一般的なアリは、ハチ目の昆虫であるのに対し、シロアリは、なんとゴキブリ目

木造住宅などに住みついて木部を食べることは知られていますが、場合によってはコンクリートやプラスチックなども食べることがあります。

日本にはヤマトシロアリとイエシロアリという2種類が生息しており、中でもイエシロアリは被害が大きいので特に注意が必要です。

人間からすれば、とても迷惑な存在でしかないシロアリですが、木などを自然に還す役割を担っており、自然界には不可欠の存在です。

シロアリによる被害

シロアリは柱や土台を食べるため、家屋の耐震性を著しく低下させます。

例えば、1995年に起きた阪神・淡路大震災では、シロアリ被害のあった家屋の9割が全壊したのに対し、シロアリ被害のない家屋で全壊したのは2割程度、6割弱の家屋は軽微な被害で済んでいたというデータが、日本建築学会近畿支部より公表されています。

中には、「我が家は鉄骨造だから大丈夫」などと高を括っている方もいらっしゃいますが、鉄骨造と言っても、主要な構造体が鉄骨でつくられているというだけで、木材をまるで使わないわけではありません(フローリングなどの仕上げ材はもちろん、1階の床を支える根太(ねだ)という部材など)。

実際、私がリフォームの仕事を担当していたときに、鉄骨造の家なのに1階の床がシロアリにやられてしまい、床が落ちてしまったというご相談もありました。

写真が残っていないのが残念ですが、8畳の和室が中心に向かって蟻地獄のように陥没していたのを見たときには震えました。
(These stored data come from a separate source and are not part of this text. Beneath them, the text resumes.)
Issue #1501, opened 2018-11-12
Store the number of scans for each product / day / month / year / total


stephanegigandet:
It would be very interesting to store the number of scans we get for each product (at least for the official OFF apps) so that we can use it to sort by popularity, to see the "life and death" of products, seasonality etc.

hangy:
Considering that the number of scans is not part of the product, I imagine the scans should probably not be stored in the `product.sto` file or the `products` collection, but maybe rather a different collection. The reason is that this would produce a lot of writes writes to the `.sto` file, and storing it in a different collection would enable us to implement #164 by storing non-successful scans, too. Additionally, #291 could be implemented by storing some (GDPR compliant) location of the scan with the originating software, without exposing that data through the MongoDB dump.

stephanegigandet:
Agreed, I think it makes sense to use a different collection for scans. We could update the product collection with aggregate scan data nightly (e.g. a sort key for product popularity). To store the scans themselves, we could also do it nightly from the nginx logs, with possibly some preprocessing to filter out some scans (e.g. if one individual makes too many scans) and aggregation. (e.g. by country and product).

stephanegigandet:
I was thinking more about not only scans, but all kind of user events:
- product scans (both successful and non successfull (i.e. no product in OFF)
- product edits
- photos uploads

I think it would be useful to store all those events, for each user (unless they opt-out), including not logged in users, so that we can not only derive scan statistics, but also create useful user features (e.g. scan history available both on the phone and on the web site), gamification (points, monthly lists of contributors etc.).

I'm thinking that it might make more sense to use a SQL database for those events, with columns like:
timestamp, userid (or anonymized user id if not logged in), barcode, type of event (scan, edit, image upload), event status code (e.g. scan succesfull or not). 

Then from that table of events, we could compute aggregates etc. Having it in a SQL database will also reduce the risk of making mongodb grow too much, and would allow us to move the database to other servers etc. later if needed.

We would need to do some rough sizing estimates (e.g. can we store 1M events a day in a table? can a single table have 1 billion lines?)

What do you think?

hangy:
Instead of a typical SQL database, we could also test some time series databases like OpenTSDB, ClickHouse, or InfluxDB. Their main advantage is that they're purpose built for ingesting large amounts of time based data points. If we want to store the events in order to being able to create time based stats, storing this outside of the normal mongo collection or the .sto files sounds like a sound idea.

[...]

PR #5079, opened 2021-03-30
Improve scanbot, store each product scans in scans.json files

stephanegigandet:
We need scans data to be available for each product. While it would be cool to have data by year, months, days etc. (see #1501), it would be already be very useful to have it by year and by country.

This update to scanbot creates a new scans.sto file with aggregated scan data by year and country.

Example:
```

./sto_to_xml.pl /srv/off/products/800/227/001/4901/scans.sto 
/srv/off/products/800/227/001/4901/scans.sto$VAR1 = {
          '2020' => {
                      'unique_scans_n_by_country' => {
                                                       'world' => 4,
                                                       'fr' => 2,
                                                       'be' => 2
                                                     },
                      'unique_scans_n' => 4,
                      'scans_n' => 4,
                      'unique_scans_rank_by_country' => {
                                                          'fr' => 19,
                                                          'world' => 1,
                                                          'be' => 1
                                                        }
                    }
        };

```

It also changes the way we compute the top products per country, to make it more accurate. Currently the top lists of products per country are derived from the top list of product for the world, and if the product is sold in a country, it is added to the top list of each country. But that means that the most globally popular products always come first (especially for countries where we have few scans compared to others).

The new way really computes the top products for a country based on only the scans for that country.

### DIFF
--- a/cpanfile
+++ b/cpanfile
@@ -58,6 +58,8 @@ requires 'Text::Fuzzy';
 requires 'Spreadsheet::CSV'; # deps: libspreadsheet-parseexcel-perl
 requires 'File::chmod::Recursive'; # deps: libfile-chmod-perl
 requires 'Devel::Size'; # deps: libdevel-size-perl
+requires 'JSON::Create';
+requires 'JSON::Parse';
 
 # Mojolicious/Minion
 requires 'Mojolicious::Lite';
--- a/lib/ProductOpener/Store.pm
+++ b/lib/ProductOpener/Store.pm
@@ -34,6 +34,8 @@ BEGIN
 		&get_ascii_fileid
 		&store
 		&retrieve
+		&store_json
+		&retrieve_json
 		&unac_string_perl
 		&get_string_id_for_lang
 		&get_url_id_for_lang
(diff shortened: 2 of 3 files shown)


stephanegigandet:
The scans data per country are needed for a research project, so see if we can determine in a better way which product is sold in which country.

VaiTon:
Could we use [JSON::Create](https://metacpan.org/pod/JSON::Create) to create the file? JSON is more common than STO format.

stephanegigandet:
> Could we use [JSON::Create](https://metacpan.org/pod/JSON::Create) to create the file? JSON is more common than STO format.



> Could we use [JSON::Create](https://metacpan.org/pod/JSON::Create) to create the file? JSON is more common than STO format.

We could, if we think that something not written in Perl will read those files. There will be a performance hit, but it may not matter too much.

There are many options, we could also just store this data in a new mongodb collection, or as it is very tabular, a SQL database would probably work very well.

We need scan data quickly for a research project, so unfortunately I won't have time to experiment too much right now. I'm thinking to just implement one way, and then after that we can revisit it.

svensven (approved):

stephanegigandet:
@VaiTon I changed the scans.sto file to a JSON scans.json file.

I used JSON::Create as you suggested. From reading the docs, I'm not sure if it is better than the older JSON::XS module. But in any case, it works.

svensven:
Re speed, I was reading https://metacpan.org/pod/JSON#DESCRIPTION and the cpanfile specifies JSON and JSON::PP (perl version), but not JSONL::XS (C version), so unless it's pulled in by default it may be worth adding.

stephanegigandet:
Discussion regarding the JSON modules: https://github.com/openfoodfacts/openfoodfacts-server/issues/5081

stephanegigandet:
I tested on 2019 data, and now the top products for each country are much more local.

before:
image

after:
image

Issue #5086, opened 2021-04-01
Use product data and scan data to compute the main countries where a product is sold


stephanegigandet:
I plan to create a new MainCountries module:

Products on Open Food Facts have a countries_tags field that list the countries
where a product is sold. The information is entered by users, food producers,
and additional countries are added by the scanbot.pl script if a product
is scanned by 5 or more different IP addresses in a specific country.

In some cases, products may be marked as sold in a country even it is not widely
sold in that country. For instance, a lot of discount shops import products that
are intended for sale to other countries. Scan data can be tricky as well:
people who live close to a border often shop in another country, and they
may scan products when they are back in their home country.

This module tries to determine which countries a product is "mostly" sold in.

The determination can be made on different factors:
- scan data
- languages
- brands
- etc.

PR #5088, opened 2021-04-01
New feature to detect main countries of products based on scans and languages 

stephanegigandet:
Issue #5086

This is just a start, right now it just puts some tags in the /misc facets so that we can experiment and see what works.


teolemon:
How about we start a misc taxonomy ? The tags are now numerous, and really complicated to understand

stephanegigandet:
> How about we start a misc taxonomy ? The tags are now numerous, and really complicated to understand

The misc facet is for things that are not intended to last / be used externally. It's for experiments, debugging, one-offs etc. They can be renamed / deleted etc. at any time.

teolemon (approved):

PR #5094, opened 2021-04-02
Add language agnostic image for the Eco-Score scale

teolemon:
- [ ] Add language agnostic image for the Eco-Score scale.
- [ ] The French image needs to be committed, by the way


stephanegigandet:
The image has some gray extra pixels left from the text. I couldn't find the SVG source so I created a new one.

stephanegigandet (approved):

その部屋は普段使わない客間だったということで、生活自体にはさほど支障がない様子だったのが不幸中の幸いでした。

シロアリと羽アリの見分け方

住宅業界もしくは不動産業界にいると、「自宅に羽アリが出た!シロアリがいるんでしょ?なんとかして!」というご相談を受けます。

羽アリ=

まずは下図をご覧ください。

実は「羽のあるアリ=シロアリ」ではないのです!!

もちろん、シロアリもいますが、クロアリの羽アリというのも存在します。そして両者は見た目にハッキリ違いがあります。そのポイントは以下の3つ。

  1. 触覚
  2. 胴体の形状
  3. 羽の長さ

触覚は細くてわかりづらいかもしれません。わかりやすさで言えば、マンガ「ワンピース」に出てくる女性キャラのように腰がくびれていたら、それはクロアリ。「Dr.スランプ」(古っ)のように、ずん胴ならシロアリですが、一番わかりやすいのは羽です。
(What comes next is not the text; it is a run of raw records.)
PR #8219, opened 2023-03-16
fix: underline links in panel text

stephanegigandet:
Links were almost invisible in the text of panels, this PR adds an underline. (related: #8216)

I believe links in general should be more obvious (e.g. with a blue color), but that's for another PR.

image

### DIFF
--- a/scss/_off.scss
+++ b/scss/_off.scss
@@ -1425,6 +1425,12 @@ a.panel_title {
 .accordion-navigation a {
   text-decoration:none !important;
 }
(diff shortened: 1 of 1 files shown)


alexgarel (approved):
Nice. 

But I'm against blue color if it breaks the color palette :-D

stephanegigandet:
> But I'm against blue color if it breaks the color palette :-D

Well we'll need some color that is much more different than dark grey vs black ;)

PR #8224, opened 2023-03-17
fix: open in Gitpod and mongo shell docs links should point to right resources

jnsereko:
### What
just simply made sure that docs reference to correct resources 

- Fixes #[ISSUE NUMBER]


jnsereko:
cc @yuktea @alexgarel @stephanegigandet

stephanegigandet (approved):
Thank you!

Issue #8209, opened 2023-03-15
incron does not exists in Debian Bullseye


alexgarel:
We currently rely on incron to send images to OCR. See `scripts/process_new_image_off.sh`.

But it is not available in Bullseye.From [this thread](https://github.com/piku/piku/issues/220), we can understand it was removed because of a [core dump issue](https://github.com/ar-/incron/issues/36). 

The piku thread also propose to move to [systemd path](https://www.freedesktop.org/software/systemd/man/systemd.path.html), but we could move to a classical [inotify listener script](https://metacpan.org/pod/Linux::Inotify2).

I think first option is good to explore first, as it might be more robust and easy to setup in prod.

alexgarel:
I did some search and did not find any good alternative: fswatch is cumbersome, inotify-tools does not provide a tool for that use case, inotify-hookable, entr, iwatch or systemd-path do not provide changed file as arguments.

On the other side, writing a script using the [Linux::Inotify2](https://metacpan.org/pod/Linux::Inotify2) is quite straight forward and would have the advantage of not reloading perl interpreter, and all taxonomy, etc. each time. So much more efficient.

But first, I would like to verify with @stephanegigandet if this thing is really needed !

stephanegigandet:
@alexgarel Instead of watching the file system to see if a new image is available, an alternative would be to actively add the image to a queue (e.g. in a minion queue, or a redis list or stream), and then have a separate service call the Google Cloud Vision API.

alexgarel:
Ok, I think for now we can inotify2, because we will have to do that also for sibling projects" so it's easier to just keep same approach.

Later we can go for redis streams.

stephanegigandet:
Sounds good.

PR #8234, opened 2023-03-20
feat: replacing incron with a specific script

alexgarel:
Replaces incron with a specific script.

Fixes:
- #8209


lib/ProductOpener/Test.pm
```diff
@@ -266,7 +266,7 @@ sub ensure_expected_results_dir ($expected_results_dir, $update_expected_results
 	return 1;
 }
 
-=head2 compare_to_expected_results($object_ref, $expected_results_file, $update_expected_results) {
+=head2 compare_to_expected_results($object_ref, $expected_results_file, $update_expected_results, $test_ref = undef) {
```
stephanegigandet, line 269: $test_ref is currently not used

lib/ProductOpener/Images.pm
```diff
@@ -1996,93 +1996,146 @@ sub extract_text_from_image ($product_ref, $id, $field, $ocr_engine, $results_re
...
 
-			open(my $OUT, ">>:encoding(UTF-8)", "$data_root/logs/cloud_vision.log");
-			print $OUT "success\t" . $image_url . "\t" . $res->code . "\n";
-			close $OUT;
+	my $api_request_ref = {
+		requests => [
+			{
+				features => [
+					{type => 'TEXT_DETECTION'},
+					{type => 'LOGO_DETECTION'},
```
stephanegigandet, line 2048: for cropped images for ingredients and nutrition, we just need the text detection, maybe we could add an extra parameter to send_image_to_cloud_vision() so that we can state which detection we want.

stephanegigandet (approved):
Looks good to me

lib/ProductOpener/Test.pm
alexgarel: it will be used when I merge data quality :-D

lib/ProductOpener/Images.pm
alexgarel: Oh, I see, I though it was not intended (as code was duplicated).

tests/unit/expected_test_results/ingredients/fr-marmelade.json
```diff
@@ -326,71 +326,73 @@
...
-	  "en:soya-lecithin",
-	  "en:e322",
-	  "en:e322i",
-	  "en:e440a",
-	  "en:e330","en:e333",
-	  "en:sodium-citrate",
-	  "en:minerals",
-	  "en:sodium",
-	  "en:e415"
+      "en:chocolate",
```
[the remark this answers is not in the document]
alexgarel: No it's just a formating problem (two lines merged in previous version… no idea why !) `"en:e330","en:e333",`

lib/ProductOpener/Images.pm
stephanegigandet: We pay for each type of detection, so if we just need the text, then we should remove the others (which have been done on the full uncropped image already)

cpanfile
```diff
@@ -84,6 +84,10 @@ requires 'Log::Any::Adapter::Log4perl', '>= 0.09'; # liblog-any-adapter-log4perl
 requires 'Action::CircuitBreaker';
 requires 'Action::Retry'; # deps: libmath-fibonacci-perl
 
+# AnyEvent
```
stephanegigandet, line 87: what about the EV module?

lib/ProductOpener/APITest.pm
```diff
@@ -634,4 +640,74 @@ sub normalize_mail_for_comparison ($mail) {
 	return \@lines;
 }
 
+=head2 fake_http_server($port, $dump_path, $responses_ref) {
```
stephanegigandet, line 643: Awesome!

yuktea: I second Stèphane, Awesome!

cpanfile
alexgarel: AnyEvent brings the INotify module. There is no direct integration with EV.

AnyEvent is an abstraction, EV is the event implementation layer. So we need both.

alexgarel:
@stephanegigandet I merged this, but it means you should change the setup in production ! (remove incron task, and add a systemd entry for this new script)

4枚の羽の大きさがほとんど同じならシロアリ、上図のように大小組み合わさった形ならクロアリです。そして、シロアリの羽は簡単に落ちるのです。羽アリを見つけた際、気持ち悪いとは思いますが、少しだけ遠目に眺めてみてください。

ずっと羽があるのがクロアリ。突然、羽がポロリと落ちるのがシロアリです。

実際、「羽を引っ張って見れば、シロアリは簡単に羽が取れるから試してみると良い」なんて言う業者もいます。虫嫌いの人には絶対に無理でしょうが。

これは10年ほど前に、私が実際に体験したことです。

6月頃、掃除か何かで洗面所の窓を開けていたら、外から羽アリが飛び込んできました。

で、何気なく見ていたら、目の前で羽が4枚ともポロリと落ちたのです。

要するに、次のターゲットとなる木造住宅を探して飛んできて、ターゲットに辿り着いたので、もういらなくなった羽を落として、これから木部を食い破ろうとしていたんですね。
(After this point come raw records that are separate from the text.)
PR #8236, opened 2023-03-20
fix: Do not show the lilo prompt in countries where it's unsupported

jnsereko:
### What
Do not show the lilo prompt in countries where it's unsupported
https://www.lilo.org/fr/open-food-facts/

### Screenshot

https://user-images.githubusercontent.com/58003327/226471635-4f615e76-1a19-40cf-88e8-1d5c64baf575.mov

cc @yuktea @stephanegigandet @alexgarel 

- Fixes #[7905]

### DIFF
--- a/templates/web/pages/session/signed_in.tt.html
+++ b/templates/web/pages/session/signed_in.tt.html
@@ -4,7 +4,9 @@
 
 [% IF !server_options_producers_platform %]
     <h3>[% lang('you_can_also_help_us') %]</h3>
-    <p>[% lang('bottom_content') %]</p>
+    [% IF lc == "en" or lc == "fr" %]
+        <p>[% lang('bottom_content') %]</p>
+    [% END %]
 [% ELSE %]
 
     <h3>[% lang("resources") %]</h3>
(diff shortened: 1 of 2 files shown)


templates/web/pages/session/signed_in.tt.html
```diff
@@ -4,7 +4,9 @@
 
 [% IF !server_options_producers_platform %]
     <h3>[% lang('you_can_also_help_us') %]</h3>
```
stephanegigandet, line 6: Thanks for the PR @jnsereko!

Could you include this <h3> title inside the IF below? Otherwise we show "Help us to fund the OFF project" but with nothing under it.

jnsereko: Hey @stephanegigandet 
i have added the `<h3>` into the if, but i didn't like below but i didn't understand pretty well what you meant with "Otherwise we show "Help us to fund the OFF project" but with nothing under it."
```
    [% IF lc == "en" or lc == "fr" %]
        <h3>[% lang('you_can_also_help_us') %]</h3>
        <p>[% lang('bottom_content') %]</p>
    [% END %]
```

stephanegigandet: I meant that the h3 tag goes with the p tag, if we don't display the p tag, then we don't want to display just a h3 title with nothing under it.

stephanegigandet (approved):
Thank you!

噂には聞いていましたが、目の前でこれを見た時はやっぱりちょっと驚きました。

羽アリの発生時期は?

ヤマトシロアリ:4〜5月

イエシロアリ:6〜7月

駆除方法と自宅を守るための対策

シロアリの駆除方法には以下の2つの方法があります。

シロアリ駆除の2つの方法

  • 薬剤散布
  • 毒エサ設置

凶暴なイエシロアリは、巣ごと潰さないと効果がないので、毒エサ設置が向いています(ひとつの巣に100万匹と言われます)。

自宅にシロアリの食害がないかを調べるには、浴室や洗面所、玄関など、湿気を帯びやすい場所の木部を触ってみるのがわかりやすいです。木材を触った際、ぶよぶよとした感触で中身が無いようなら、それこそがシロアリの食害です。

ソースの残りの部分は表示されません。